My sister closes her eyes for a moment, as if she can’t find the words to tell me her terrible news. I feel my heart thrumming in my chest. I’m afraid and I don’t know why.

“Evie?” I murmur as I sit on her bed, afraid that I may topple.

She opens her eyes and they are rimmed in silver. “I know who Alex belongs to.”

Heat immediately fills my head, and a roaring starts in my ears. “What?”

“I know your secret. I know why you pretended not to know in which house you found him. Because there wasn’t just a dead mother inside it. There was a girl inside, too. A sick girl. His sister.”

I am at once nauseated and hot and cold and flattened. I must be dreaming. Must be. This nightmare where what I did is exposed is one I’ve had before, many times, but it has been a number of years since the last occasion.

I am dreaming, so I close my eyes that I might wake.

Evie is suddenly kneeling before me, her hands tight on my arms, her nails biting into my flesh. “That girl thinks she killed him! His sister thinks she threw her baby brother in the river because everyone told her she did. She’s lived the last seven years thinking she killed Alex! She tried to kill herself because of the horror of it. And now she sits in my hospital after trying to hang herself. For the love of God, Maggie, tell me the truth! What did you do?”

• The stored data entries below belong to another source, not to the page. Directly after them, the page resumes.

PR #4981, opened 2026-04-07
feat: Default behavior for pane border buttons

daneofmanythings:
I have added a simple format variable to track whether or not the use has set the mouse on, and a default `[x]` button to kill the pane to `pane-border-format`. 

Is this aesthetic appropriate for the default behavior?

### DIFF
--- a/key-bindings.c
+++ b/key-bindings.c
@@ -468,6 +468,7 @@ key_bindings_init(void)
 
 		/* Mouse button 1 down on default pane-border-format */
 		"bind -n MouseDown1Control9 { display-menu -t= -xM -yM -O -T 'Kill pane #{pane_index}?' 'Yes' 'y' { kill-pane -t= } 'No' 'n' {}}",
+		"bind -n MouseDown1Control8 { resize-pane -Z }",
 
 		/* Mouse wheel down on status line. */
 		"bind -n WheelDownStatus { next-window }",
--- a/key-bindings.c
+++ b/key-bindings.c
@@ -467,7 +467,7 @@ key_bindings_init(void)
 		"bind -n C-MouseDown1Status { swap-window -t@ }",
 
 		/* Mouse button 1 down on default pane-border-format */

And then the other me, the one who has been agreeing to all the wedding plans, tells Evie what I did. How I saw the dying girl on the sofa and how I’d assured her I’d take care of her brother, how I had run back to Mama with the baby, how Mama and I retraced my steps, and how I had seen through the broken window that the girl on the sofa was gone. And how I only had a second to decide what to do.

“When I found Alex, I thought that girl was dying, and then when Mama and I walked back, I saw she was gone. I told myself she must have crawled into their mother’s bedroom to tell her the baby had been rescued and had died there on the floor where I couldn’t see her. But I didn’t want to look inside and find out if I was wrong. I pretended I couldn’t remember which building it was. I didn’t want to go back with Mrs. Arnold the next day and find out there were other family members. So I lied to her, too. I wanted the baby for us because we had lost Henry and that baby needed us. And we needed him. I thought that girl had died. And no one came for Alex. No one went to the police station asking about him. We waited and waited and no one ever asked.”

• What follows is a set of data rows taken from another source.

Issue #4987, opened 2026-04-08
Add Choose a session and Detach to session mouse menu


psztoch:
### Issue description

Please add:
- Choose a session (CTRL-B s)
- Detach (CTRL-B d)
to mouse menu available from session name.

P.S. `Rename (n)` shortcut conflict with `Next (n)` in session menu.

daneofmanythings:
I have submitted a PR to fix the key bind conflict. As for the feature you want, I can't speak to whether or not it will be added. However, you can customize your config to achieve the desired behavior. Give this a try in your `tmux.conf`:
```tmux
bind -n MouseDown3StatusLeft "display-menu -t= -xM -yW -T '#[align=centre]#{session_name}' 'Next' 'n' {switch-client -n} 'Previous' 'p' {switch-client -p} '' 'Renumber' 'N' {move-window -r} 'Rename' 'r' {command-prompt -I \"#S\" {rename-session -- '%%'}} '' 'New Session' 's' {new-session} 'New Window' 'w' {new-window} 'Choose Session' 'c' { choose-tree -Zs } 'Detach Session' 'd' {detach-client}"
```
I took the default session menu string and added the fields you wanted.

psztoch:
The proposed functionality only makes sense if it is included in the default configuration. The goal was to provide access to *detach* command in a simple way (accessible via the mouse) so that a typical-low-tech user on generic plain linux, who executes remote instructions from a helpdesk, could easily use tmux.

Thank you for the example — it taught me a bit more, and I will use it in another case.

nicm:
I think we should add detach but not choose. The menu is `DEFAULT_SESSION_MENU` at the top of `key-bindings.c`.

nicm:
I've added detach, should be in GitHub later on. It would be nice there was a way to show a submenu of some sort to switch session instead of fully entering choose mode, but I couldn't get it to work nicely (eg to open in the same place as the session menu).

PR #4989, opened 2026-04-08
fix: changed 'Rename' keybind in session menu to avoid conflict.

daneofmanythings:
Addresses part of #4987.


nicm:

“Because everyone thought Ursula had thrown him in the river,” Evie says, her voice husky and her face wet with tears. She is looking down at my hands, limp in my lap.

“Ursula?” I say.

“That’s her name.”

“Why? Why did everyone think she did that?”

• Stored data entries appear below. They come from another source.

PR #4990, opened 2026-04-08
bug: validate pd->job for NULL ref

### LINKED ISSUE #4964: SIGSEGV in popup_display: missing NULL check on job_run return
### Issue description

`popup_display()` in `popup.c` does not check for NULL return from `job_run()`. When `fork()`/`forkpty()` fails, `job_run()` returns NULL via its `fail:` label (`job.c:238`), and the subsequent `job_get_event(pd->job)` dereferences a NULL pointer, crashing the tmux server with SIGSEGV.

```c
// popup.c:857-861 (commit dc12da4)
pd->job = job_run(shellcmd, argc, argv, env, s, cwd,
    popup_job_update_cb, popup_job_complete_cb, NULL, pd,
    JOB_NOWAIT|JOB_PTY|JOB_KEEPWRITE|JOB_DEFAULTSHELL, jx, jy);
pd->ictx = input_init(NULL, job_get_event(pd->job),  // <-- pd->job is NULL
    &pd->palette, c);
```

Crash stack from macOS crash report (`.ips`):

```
job_get_event+0              ← KERN_INVALID_ADDRESS at 0x40 (offset of ->event in struct job)
popup_display+756
cmd_display_popup_exec+648
cmdq_next+844
server_loop+80
```

**Reproduction:** Intermittent — requires `fork()` to fail, which happens under moderate process pressure. Using `display-popup` heavily (e.g., via plugins that spawn a separate tmux server for popups and accumulate detached sessions) increases the likelihood. I have 8 crash reports over 2 days, all with the identical stack trace.

The bug is confirmed present in the current source at commit `dc12da4` (next-3.7) by code inspection — no NULL check exists between the `job_run()` call and the `job_get_event()` dereference.

**Potential fix:** Check `pd->job` for NULL after `job_run()` and handle the error (e.g., clean up `pd` and return an error code), similar to how other callers handle allocation failures.

### Required information

- **tmux version:** `next-3.7` (built from source, commit `dc12da4`). Also reproduced on `3.6a` (Homebrew).
- **Platform:** `Darwin arm` (macOS 26.3, ARM64, Apple Silicon)
- **Terminal:** Ghostty 1.3.1
- **$TERM inside tmux:** `ghostty`
- **$TERM outside tmux:** `xterm-ghostty`
- **Logs:** The crash is intermittent and depends on `fork()` failing under resource pressure, so it cannot be reliably triggered with `tmux -vv`. Full macOS `.ips` crash report with register state and memory layout available on request.

nsavvide:
This PR introduces a precheck validation on `pd->job`, and freeing the resources if `fork()` failed due to system exhaustion.

closes #4964

### DIFF
--- a/popup.c
+++ b/popup.c
@@ -858,10 +858,19 @@ popup_display(int flags, enum box_lines lines, struct cmdq_item *item, u_int px,
 		    popup_job_update_cb, popup_job_complete_cb, NULL, pd,
 		    JOB_NOWAIT|JOB_PTY|JOB_KEEPWRITE|JOB_DEFAULTSHELL, jx, jy);
 
-    if(pd->job == NULL) {
-      popup_free_cb(c, pd);
-      return (-1);
-    }
+		if (pd->job == NULL) {
+			server_client_unref(pd->c);
+			screen_free(&pd->s);
+			colour_palette_free(&pd->palette);
+			free(pd->or[0].ranges);
+			free(pd->or[1].ranges);
+			free(pd->r.ranges);
+			free(pd->title);
+			free(pd->style);
+			free(pd->border_style);
+			free(pd);
+			return (-1);
+		}
 
 		pd->ictx = input_init(NULL, job_get_event(pd->job),
 		    &pd->palette, c);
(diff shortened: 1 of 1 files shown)


nicm:
Thanks but this should either call `popup_free_cb` or add a new function `popup_free` which can be called in both places.

nicm:
This is the same as my fix I think which I have applied now.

Evie then tells me how this girl named Ursula had been so feverish everyone believed her to have been delirious when she said an angel in white lace—me—had taken her baby brother away in a little brown boat—my coat. Ursula had seen the heart-shaped birthmark on his tummy as he wriggled—alive—in my arms. This is how Evie knew Ursula’s baby brother was Alex. Ursula had tried to follow me and couldn’t, and she’d been found wandering down by the river, mumbling that she was looking for the angel who had taken away her baby brother in a little brown boat.